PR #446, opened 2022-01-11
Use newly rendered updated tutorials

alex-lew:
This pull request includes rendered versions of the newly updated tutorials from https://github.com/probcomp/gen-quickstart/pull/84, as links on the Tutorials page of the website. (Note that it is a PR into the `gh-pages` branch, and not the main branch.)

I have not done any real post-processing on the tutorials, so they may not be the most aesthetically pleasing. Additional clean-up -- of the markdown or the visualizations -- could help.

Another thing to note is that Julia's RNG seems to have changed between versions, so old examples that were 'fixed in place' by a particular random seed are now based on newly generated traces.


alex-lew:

Task brief => The output should restate the data exactly, with no line missing.

Solution for this task =>
PR #446, opened 2022-01-11
Use newly rendered updated tutorials

alex-lew:
This pull request includes rendered versions of the newly updated tutorials from https://github.com/probcomp/gen-quickstart/pull/84, as links on the Tutorials page of the website. (Note that it is a PR into the `gh-pages` branch, and not the main branch.)

I have not done any real post-processing on the tutorials, so they may not be the most aesthetically pleasing. Additional clean-up -- of the markdown or the visualizations -- could help.

Another thing to note is that Julia's RNG seems to have changed between versions, so old examples that were 'fixed in place' by a particular random seed are now based on newly generated traces.


alex-lew:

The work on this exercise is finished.